▶
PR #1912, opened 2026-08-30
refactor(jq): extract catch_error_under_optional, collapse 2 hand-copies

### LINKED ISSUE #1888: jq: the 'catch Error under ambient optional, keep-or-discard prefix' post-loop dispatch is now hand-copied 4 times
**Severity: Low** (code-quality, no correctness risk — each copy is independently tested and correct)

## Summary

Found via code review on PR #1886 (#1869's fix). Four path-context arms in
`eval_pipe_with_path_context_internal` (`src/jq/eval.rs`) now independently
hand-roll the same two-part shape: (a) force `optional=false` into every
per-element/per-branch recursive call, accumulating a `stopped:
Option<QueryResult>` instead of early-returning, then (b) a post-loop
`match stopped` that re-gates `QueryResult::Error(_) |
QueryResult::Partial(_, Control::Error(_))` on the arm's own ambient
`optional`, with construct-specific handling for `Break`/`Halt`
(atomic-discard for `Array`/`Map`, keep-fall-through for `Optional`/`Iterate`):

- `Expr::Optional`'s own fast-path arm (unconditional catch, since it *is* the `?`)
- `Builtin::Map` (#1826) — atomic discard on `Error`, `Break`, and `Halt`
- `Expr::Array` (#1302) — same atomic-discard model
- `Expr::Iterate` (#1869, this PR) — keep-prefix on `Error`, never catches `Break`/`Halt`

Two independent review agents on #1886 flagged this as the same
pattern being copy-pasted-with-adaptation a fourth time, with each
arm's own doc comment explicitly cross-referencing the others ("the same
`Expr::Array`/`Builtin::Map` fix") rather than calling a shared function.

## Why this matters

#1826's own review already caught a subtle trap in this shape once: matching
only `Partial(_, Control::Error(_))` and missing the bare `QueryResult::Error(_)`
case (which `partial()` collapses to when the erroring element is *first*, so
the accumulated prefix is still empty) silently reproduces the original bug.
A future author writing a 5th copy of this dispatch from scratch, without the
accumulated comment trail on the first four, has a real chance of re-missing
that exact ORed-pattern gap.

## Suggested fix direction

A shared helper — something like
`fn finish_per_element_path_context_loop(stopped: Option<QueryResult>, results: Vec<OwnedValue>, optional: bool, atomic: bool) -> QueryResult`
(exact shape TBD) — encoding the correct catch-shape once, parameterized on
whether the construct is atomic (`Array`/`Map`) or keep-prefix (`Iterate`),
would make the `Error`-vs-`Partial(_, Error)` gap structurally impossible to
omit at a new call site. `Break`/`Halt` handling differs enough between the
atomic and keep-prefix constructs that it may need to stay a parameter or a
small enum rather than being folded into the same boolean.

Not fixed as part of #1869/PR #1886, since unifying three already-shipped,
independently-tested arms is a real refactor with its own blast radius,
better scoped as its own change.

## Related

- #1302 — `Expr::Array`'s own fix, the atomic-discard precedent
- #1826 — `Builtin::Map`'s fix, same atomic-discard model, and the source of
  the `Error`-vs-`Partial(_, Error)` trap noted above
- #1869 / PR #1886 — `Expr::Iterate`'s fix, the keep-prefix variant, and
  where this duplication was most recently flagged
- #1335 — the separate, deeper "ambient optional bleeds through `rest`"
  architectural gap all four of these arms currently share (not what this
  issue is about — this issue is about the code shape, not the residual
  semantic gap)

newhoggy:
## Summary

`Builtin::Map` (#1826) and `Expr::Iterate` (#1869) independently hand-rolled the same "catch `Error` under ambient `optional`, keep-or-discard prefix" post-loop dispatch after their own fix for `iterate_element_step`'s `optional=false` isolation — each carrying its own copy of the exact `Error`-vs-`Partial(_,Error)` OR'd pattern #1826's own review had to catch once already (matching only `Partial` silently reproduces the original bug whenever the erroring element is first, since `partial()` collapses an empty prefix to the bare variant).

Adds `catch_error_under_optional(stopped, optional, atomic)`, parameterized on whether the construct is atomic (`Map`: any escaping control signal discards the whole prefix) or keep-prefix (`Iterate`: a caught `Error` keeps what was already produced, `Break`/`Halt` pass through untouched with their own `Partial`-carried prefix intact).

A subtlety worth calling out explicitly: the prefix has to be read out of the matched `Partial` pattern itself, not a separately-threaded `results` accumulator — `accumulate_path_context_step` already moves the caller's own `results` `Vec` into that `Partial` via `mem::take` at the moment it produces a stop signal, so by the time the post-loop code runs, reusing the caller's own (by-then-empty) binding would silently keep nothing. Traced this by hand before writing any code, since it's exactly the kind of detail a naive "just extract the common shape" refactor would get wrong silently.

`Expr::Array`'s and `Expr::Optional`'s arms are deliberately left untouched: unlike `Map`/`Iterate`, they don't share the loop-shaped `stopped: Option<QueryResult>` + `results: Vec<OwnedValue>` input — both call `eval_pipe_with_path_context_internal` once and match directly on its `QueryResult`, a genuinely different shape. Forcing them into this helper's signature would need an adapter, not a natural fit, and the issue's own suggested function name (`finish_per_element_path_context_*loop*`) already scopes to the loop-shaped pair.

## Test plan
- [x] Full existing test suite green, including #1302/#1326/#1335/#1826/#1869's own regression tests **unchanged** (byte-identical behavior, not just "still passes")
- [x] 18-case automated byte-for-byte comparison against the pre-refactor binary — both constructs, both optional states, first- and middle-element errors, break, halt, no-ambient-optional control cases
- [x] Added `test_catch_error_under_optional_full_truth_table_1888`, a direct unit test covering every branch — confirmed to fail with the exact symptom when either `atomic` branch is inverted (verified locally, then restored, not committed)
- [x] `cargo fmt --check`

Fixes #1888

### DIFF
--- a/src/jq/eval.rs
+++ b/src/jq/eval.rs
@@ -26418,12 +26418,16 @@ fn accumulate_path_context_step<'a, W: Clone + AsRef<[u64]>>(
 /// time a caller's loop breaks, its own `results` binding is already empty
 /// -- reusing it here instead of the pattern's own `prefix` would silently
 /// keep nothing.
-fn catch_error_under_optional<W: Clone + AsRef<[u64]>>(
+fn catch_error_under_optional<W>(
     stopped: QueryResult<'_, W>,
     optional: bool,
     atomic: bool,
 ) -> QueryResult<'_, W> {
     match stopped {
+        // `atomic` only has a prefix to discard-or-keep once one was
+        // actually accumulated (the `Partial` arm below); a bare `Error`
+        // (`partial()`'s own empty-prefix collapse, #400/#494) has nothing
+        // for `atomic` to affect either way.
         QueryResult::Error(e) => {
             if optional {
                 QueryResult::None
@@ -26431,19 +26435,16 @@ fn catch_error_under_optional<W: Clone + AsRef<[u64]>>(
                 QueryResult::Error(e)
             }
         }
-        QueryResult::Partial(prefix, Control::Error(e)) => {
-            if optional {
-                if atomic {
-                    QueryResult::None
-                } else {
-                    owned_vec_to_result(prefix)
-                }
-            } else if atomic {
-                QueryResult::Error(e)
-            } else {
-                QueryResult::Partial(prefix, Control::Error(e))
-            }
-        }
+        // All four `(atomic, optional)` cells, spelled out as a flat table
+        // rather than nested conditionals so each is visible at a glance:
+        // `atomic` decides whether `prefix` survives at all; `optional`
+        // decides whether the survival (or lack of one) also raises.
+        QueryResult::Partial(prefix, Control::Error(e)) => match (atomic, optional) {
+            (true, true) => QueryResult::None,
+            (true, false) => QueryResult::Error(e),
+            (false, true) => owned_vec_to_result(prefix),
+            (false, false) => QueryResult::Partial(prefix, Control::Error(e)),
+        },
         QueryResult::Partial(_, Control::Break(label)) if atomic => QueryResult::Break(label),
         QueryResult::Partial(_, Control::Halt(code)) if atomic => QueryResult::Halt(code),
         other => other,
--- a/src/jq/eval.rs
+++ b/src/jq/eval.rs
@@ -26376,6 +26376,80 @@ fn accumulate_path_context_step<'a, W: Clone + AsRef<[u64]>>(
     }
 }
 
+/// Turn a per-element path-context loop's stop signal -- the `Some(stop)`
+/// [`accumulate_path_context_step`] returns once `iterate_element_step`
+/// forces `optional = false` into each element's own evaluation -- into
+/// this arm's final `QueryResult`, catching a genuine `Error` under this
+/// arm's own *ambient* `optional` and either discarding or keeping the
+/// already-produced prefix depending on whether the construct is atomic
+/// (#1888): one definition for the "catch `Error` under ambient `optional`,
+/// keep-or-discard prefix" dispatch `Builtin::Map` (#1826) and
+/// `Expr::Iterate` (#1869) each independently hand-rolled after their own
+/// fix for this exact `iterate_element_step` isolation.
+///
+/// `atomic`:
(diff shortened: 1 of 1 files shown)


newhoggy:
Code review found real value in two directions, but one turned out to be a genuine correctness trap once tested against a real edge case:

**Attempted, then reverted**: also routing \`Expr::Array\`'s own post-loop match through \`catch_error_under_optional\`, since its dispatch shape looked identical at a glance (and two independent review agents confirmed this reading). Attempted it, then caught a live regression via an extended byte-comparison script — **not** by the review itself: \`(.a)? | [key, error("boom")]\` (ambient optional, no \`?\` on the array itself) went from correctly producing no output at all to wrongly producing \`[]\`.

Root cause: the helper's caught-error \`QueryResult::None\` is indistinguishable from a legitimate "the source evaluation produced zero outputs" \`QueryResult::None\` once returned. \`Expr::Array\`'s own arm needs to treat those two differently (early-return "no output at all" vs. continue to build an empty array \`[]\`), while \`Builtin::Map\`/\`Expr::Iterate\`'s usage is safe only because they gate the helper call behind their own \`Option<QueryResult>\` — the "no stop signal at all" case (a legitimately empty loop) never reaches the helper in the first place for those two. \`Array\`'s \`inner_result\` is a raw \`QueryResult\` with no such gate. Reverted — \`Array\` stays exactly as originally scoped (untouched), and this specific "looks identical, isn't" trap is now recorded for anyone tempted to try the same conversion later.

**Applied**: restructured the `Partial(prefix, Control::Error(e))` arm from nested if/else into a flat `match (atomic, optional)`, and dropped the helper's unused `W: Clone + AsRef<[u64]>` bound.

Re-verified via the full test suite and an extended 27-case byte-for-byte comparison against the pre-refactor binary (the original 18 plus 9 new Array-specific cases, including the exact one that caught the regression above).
◀
▶
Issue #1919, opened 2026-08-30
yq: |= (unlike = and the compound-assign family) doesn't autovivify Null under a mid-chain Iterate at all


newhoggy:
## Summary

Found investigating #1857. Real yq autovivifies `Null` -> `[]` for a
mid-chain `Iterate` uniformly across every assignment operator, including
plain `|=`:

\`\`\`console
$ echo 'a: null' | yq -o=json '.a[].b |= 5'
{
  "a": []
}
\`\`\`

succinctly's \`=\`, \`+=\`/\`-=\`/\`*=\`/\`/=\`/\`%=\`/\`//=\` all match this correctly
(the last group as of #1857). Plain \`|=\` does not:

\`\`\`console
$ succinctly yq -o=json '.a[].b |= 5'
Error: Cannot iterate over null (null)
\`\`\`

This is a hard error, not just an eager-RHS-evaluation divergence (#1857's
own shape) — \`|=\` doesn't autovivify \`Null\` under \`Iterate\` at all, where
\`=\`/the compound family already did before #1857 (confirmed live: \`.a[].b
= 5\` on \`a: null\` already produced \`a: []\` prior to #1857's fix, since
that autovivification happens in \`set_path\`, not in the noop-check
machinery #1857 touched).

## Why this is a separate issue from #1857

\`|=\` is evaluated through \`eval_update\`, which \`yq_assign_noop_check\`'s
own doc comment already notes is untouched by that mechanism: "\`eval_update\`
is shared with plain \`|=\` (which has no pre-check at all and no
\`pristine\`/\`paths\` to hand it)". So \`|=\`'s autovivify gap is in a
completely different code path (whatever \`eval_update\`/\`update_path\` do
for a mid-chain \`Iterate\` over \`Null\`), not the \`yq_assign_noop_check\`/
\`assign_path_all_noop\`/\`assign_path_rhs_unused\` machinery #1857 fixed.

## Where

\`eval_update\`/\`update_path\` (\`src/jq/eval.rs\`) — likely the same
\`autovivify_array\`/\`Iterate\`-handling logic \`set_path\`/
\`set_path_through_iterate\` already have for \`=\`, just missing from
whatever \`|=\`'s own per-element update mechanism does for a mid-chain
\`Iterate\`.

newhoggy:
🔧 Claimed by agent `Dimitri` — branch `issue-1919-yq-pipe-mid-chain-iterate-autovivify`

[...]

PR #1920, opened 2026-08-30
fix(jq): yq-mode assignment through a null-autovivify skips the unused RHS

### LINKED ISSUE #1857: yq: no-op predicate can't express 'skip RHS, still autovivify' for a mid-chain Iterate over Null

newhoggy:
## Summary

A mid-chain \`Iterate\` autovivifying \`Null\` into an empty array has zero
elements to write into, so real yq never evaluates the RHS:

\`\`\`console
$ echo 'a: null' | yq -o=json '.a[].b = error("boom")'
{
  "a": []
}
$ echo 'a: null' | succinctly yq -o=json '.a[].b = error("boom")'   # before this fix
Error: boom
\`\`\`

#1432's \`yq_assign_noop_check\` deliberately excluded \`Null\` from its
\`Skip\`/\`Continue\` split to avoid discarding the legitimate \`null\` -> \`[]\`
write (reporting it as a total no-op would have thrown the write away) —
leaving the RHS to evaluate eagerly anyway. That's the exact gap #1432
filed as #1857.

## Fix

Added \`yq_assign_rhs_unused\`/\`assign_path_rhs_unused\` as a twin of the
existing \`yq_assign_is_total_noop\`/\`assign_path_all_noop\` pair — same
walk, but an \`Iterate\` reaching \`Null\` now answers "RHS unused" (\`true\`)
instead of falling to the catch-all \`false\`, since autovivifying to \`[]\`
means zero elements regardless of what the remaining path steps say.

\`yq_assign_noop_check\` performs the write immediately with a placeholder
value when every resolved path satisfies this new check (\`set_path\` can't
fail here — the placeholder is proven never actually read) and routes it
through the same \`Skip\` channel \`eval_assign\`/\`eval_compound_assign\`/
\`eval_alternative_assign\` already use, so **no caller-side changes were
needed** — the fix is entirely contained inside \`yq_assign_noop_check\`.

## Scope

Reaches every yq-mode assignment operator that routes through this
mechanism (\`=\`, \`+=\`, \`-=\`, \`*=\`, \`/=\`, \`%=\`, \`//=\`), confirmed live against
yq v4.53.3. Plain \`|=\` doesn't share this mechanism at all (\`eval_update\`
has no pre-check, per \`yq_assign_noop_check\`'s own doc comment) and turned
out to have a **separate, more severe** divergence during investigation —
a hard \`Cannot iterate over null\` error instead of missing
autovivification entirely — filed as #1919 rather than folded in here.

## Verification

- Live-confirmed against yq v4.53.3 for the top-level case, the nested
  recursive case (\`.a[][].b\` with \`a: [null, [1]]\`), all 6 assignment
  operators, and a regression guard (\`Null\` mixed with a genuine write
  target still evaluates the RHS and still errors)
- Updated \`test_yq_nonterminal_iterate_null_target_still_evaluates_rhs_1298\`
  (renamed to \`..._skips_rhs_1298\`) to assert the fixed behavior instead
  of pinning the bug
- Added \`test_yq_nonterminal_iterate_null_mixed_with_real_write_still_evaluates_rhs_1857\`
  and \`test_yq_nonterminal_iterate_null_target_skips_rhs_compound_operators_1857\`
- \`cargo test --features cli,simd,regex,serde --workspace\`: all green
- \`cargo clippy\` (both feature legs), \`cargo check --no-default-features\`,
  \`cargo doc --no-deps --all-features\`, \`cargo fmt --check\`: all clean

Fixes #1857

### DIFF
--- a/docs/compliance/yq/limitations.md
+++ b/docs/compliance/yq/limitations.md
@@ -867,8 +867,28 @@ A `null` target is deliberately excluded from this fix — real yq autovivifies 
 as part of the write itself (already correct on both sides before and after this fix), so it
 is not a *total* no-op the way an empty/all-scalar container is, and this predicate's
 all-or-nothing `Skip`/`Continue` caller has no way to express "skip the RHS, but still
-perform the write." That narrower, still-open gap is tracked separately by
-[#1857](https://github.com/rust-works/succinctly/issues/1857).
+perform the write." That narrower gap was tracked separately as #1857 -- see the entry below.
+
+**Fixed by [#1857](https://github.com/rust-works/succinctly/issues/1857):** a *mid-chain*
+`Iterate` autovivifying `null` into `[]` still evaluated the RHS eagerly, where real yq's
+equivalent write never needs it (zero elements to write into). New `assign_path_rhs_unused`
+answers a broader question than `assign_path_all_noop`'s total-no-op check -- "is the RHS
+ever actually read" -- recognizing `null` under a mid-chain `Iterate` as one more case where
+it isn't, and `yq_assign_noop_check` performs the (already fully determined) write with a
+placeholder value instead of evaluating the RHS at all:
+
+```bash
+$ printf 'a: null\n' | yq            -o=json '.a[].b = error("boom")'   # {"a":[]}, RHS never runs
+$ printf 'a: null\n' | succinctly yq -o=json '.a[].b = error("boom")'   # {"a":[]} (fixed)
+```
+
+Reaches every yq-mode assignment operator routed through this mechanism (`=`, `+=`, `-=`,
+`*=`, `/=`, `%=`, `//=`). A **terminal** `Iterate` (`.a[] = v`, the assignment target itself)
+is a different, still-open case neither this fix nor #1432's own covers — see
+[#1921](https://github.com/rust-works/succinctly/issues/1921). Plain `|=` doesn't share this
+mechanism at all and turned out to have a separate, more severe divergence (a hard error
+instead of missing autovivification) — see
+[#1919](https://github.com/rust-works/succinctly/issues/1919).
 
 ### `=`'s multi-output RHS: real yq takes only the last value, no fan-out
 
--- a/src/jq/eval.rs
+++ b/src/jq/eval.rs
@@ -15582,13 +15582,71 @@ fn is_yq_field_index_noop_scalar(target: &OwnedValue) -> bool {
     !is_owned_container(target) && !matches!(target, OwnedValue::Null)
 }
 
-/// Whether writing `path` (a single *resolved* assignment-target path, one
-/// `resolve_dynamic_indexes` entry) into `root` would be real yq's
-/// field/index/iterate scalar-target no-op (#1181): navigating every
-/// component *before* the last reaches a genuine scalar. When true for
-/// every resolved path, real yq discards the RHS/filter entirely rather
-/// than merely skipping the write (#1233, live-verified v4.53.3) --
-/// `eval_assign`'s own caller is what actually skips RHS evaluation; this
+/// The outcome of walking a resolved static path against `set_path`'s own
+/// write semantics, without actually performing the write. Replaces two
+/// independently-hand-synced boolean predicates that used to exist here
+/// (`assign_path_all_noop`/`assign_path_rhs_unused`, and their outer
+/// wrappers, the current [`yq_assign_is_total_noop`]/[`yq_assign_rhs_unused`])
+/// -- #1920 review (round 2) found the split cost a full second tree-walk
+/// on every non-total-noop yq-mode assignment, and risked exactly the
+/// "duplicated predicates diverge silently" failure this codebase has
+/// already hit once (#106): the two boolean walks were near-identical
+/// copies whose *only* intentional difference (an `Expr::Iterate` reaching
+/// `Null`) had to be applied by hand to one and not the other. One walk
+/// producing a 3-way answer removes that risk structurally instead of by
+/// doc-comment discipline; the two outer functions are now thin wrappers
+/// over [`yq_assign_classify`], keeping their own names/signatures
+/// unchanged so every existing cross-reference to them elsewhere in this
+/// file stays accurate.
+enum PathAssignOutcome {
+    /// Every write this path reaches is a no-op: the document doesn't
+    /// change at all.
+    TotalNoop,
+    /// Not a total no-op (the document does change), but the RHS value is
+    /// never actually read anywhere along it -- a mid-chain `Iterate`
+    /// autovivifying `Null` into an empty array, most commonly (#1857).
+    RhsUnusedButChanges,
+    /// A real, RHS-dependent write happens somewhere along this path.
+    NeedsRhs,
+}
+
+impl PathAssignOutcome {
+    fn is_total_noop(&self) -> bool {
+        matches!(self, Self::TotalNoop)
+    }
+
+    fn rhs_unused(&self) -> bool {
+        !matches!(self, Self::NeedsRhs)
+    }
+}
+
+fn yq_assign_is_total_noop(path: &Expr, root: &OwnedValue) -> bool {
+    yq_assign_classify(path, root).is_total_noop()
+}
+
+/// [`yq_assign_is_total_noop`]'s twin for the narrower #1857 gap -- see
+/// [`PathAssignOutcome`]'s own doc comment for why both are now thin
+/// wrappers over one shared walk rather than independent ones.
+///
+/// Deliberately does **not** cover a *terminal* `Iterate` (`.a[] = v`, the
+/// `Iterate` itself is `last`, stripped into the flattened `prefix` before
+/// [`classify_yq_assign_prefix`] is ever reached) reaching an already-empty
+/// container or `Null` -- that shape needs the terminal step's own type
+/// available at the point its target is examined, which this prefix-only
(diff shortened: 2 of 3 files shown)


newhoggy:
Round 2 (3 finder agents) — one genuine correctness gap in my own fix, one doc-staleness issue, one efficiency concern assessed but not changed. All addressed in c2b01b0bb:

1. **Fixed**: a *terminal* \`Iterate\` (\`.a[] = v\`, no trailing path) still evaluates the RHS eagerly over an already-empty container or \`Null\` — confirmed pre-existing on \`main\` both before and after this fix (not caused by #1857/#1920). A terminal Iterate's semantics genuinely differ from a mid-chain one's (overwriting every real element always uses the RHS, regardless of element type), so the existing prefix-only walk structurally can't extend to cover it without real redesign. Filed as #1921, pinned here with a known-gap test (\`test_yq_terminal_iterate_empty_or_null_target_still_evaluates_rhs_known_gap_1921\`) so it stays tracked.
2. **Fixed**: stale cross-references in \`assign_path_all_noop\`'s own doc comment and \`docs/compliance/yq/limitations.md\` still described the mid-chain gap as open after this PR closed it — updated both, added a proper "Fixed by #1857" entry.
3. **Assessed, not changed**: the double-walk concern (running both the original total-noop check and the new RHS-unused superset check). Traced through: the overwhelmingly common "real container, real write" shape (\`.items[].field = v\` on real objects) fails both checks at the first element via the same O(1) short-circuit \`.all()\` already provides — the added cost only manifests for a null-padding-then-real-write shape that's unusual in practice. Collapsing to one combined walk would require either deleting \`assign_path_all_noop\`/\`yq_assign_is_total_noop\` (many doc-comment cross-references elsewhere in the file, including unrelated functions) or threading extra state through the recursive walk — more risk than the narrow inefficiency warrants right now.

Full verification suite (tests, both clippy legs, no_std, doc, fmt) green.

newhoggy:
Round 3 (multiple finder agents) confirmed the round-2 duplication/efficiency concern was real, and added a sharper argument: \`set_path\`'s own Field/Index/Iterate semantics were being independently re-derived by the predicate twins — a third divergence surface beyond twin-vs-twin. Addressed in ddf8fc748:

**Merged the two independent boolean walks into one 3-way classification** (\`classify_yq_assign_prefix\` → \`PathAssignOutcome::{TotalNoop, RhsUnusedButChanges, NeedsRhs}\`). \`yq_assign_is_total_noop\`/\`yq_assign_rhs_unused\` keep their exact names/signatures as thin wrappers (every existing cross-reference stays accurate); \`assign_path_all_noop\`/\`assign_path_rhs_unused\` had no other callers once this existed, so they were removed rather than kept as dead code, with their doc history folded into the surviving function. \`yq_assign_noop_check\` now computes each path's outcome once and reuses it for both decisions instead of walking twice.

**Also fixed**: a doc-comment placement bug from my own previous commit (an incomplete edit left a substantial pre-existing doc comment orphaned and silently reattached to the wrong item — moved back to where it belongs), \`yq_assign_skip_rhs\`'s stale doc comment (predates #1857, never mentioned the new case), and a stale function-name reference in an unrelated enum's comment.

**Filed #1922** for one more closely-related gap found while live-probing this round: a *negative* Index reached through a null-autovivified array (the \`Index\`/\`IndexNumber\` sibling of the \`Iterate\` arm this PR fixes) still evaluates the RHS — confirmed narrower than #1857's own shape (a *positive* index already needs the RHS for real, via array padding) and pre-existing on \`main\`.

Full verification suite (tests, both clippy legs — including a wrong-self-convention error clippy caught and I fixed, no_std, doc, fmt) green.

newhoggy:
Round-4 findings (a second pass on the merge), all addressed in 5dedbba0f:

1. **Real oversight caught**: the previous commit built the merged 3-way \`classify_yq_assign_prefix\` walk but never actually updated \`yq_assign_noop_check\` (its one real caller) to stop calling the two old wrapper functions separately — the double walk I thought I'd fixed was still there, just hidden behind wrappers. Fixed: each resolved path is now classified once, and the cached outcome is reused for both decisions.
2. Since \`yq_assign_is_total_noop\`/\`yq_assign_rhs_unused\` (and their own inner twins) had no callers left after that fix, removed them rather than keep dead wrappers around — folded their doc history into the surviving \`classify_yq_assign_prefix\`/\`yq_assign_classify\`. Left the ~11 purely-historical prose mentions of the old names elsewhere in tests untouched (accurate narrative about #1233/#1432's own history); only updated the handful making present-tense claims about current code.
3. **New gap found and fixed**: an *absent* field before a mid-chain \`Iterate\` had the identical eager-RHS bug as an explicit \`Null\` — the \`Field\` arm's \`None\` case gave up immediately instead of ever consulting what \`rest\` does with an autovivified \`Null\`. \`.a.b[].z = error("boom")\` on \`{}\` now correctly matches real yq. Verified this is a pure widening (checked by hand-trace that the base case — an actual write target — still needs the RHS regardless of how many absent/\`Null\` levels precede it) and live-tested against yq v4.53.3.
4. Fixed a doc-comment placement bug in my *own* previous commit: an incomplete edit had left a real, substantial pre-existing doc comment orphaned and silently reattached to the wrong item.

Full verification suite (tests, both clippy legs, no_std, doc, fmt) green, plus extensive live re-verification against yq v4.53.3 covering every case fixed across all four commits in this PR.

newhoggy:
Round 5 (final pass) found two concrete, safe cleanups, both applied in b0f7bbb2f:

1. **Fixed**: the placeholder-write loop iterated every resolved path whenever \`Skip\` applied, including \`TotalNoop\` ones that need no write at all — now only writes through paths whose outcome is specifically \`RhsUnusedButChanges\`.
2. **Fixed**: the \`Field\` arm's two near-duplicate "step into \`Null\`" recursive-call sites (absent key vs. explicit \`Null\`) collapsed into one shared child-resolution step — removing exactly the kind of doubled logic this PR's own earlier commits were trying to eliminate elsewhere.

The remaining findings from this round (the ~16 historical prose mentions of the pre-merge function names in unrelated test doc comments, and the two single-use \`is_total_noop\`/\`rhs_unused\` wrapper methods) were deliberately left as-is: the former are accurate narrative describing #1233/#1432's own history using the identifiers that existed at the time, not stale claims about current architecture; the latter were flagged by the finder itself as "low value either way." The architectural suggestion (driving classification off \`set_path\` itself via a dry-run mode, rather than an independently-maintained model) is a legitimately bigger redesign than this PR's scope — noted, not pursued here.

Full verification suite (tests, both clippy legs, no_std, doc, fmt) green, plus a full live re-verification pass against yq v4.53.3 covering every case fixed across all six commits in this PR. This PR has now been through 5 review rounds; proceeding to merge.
◀
Transcribe, exactly and without additions, the lines of the records above, beginning with the line that contains "-[#1857](https://github.com/rust-works/succinctly/issues/1857)." and ending with the line that contains "a broader question", both included.

-[#1857](https://github.com/rust-works/succinctly/issues/1857).
+perform the write." That narrower gap was tracked separately as #1857 -- see the entry below.
+
+**Fixed by [#1857](https://github.com/rust-works/succinctly/issues/1857):** a *mid-chain*
+`Iterate` autovivifying `null` into `[]` still evaluated the RHS eagerly, where real yq's
+equivalent write never needs it (zero elements to write into). New `assign_path_rhs_unused`
+answers a broader question than `assign_path_all_noop`'s total-no-op check -- "is the RHS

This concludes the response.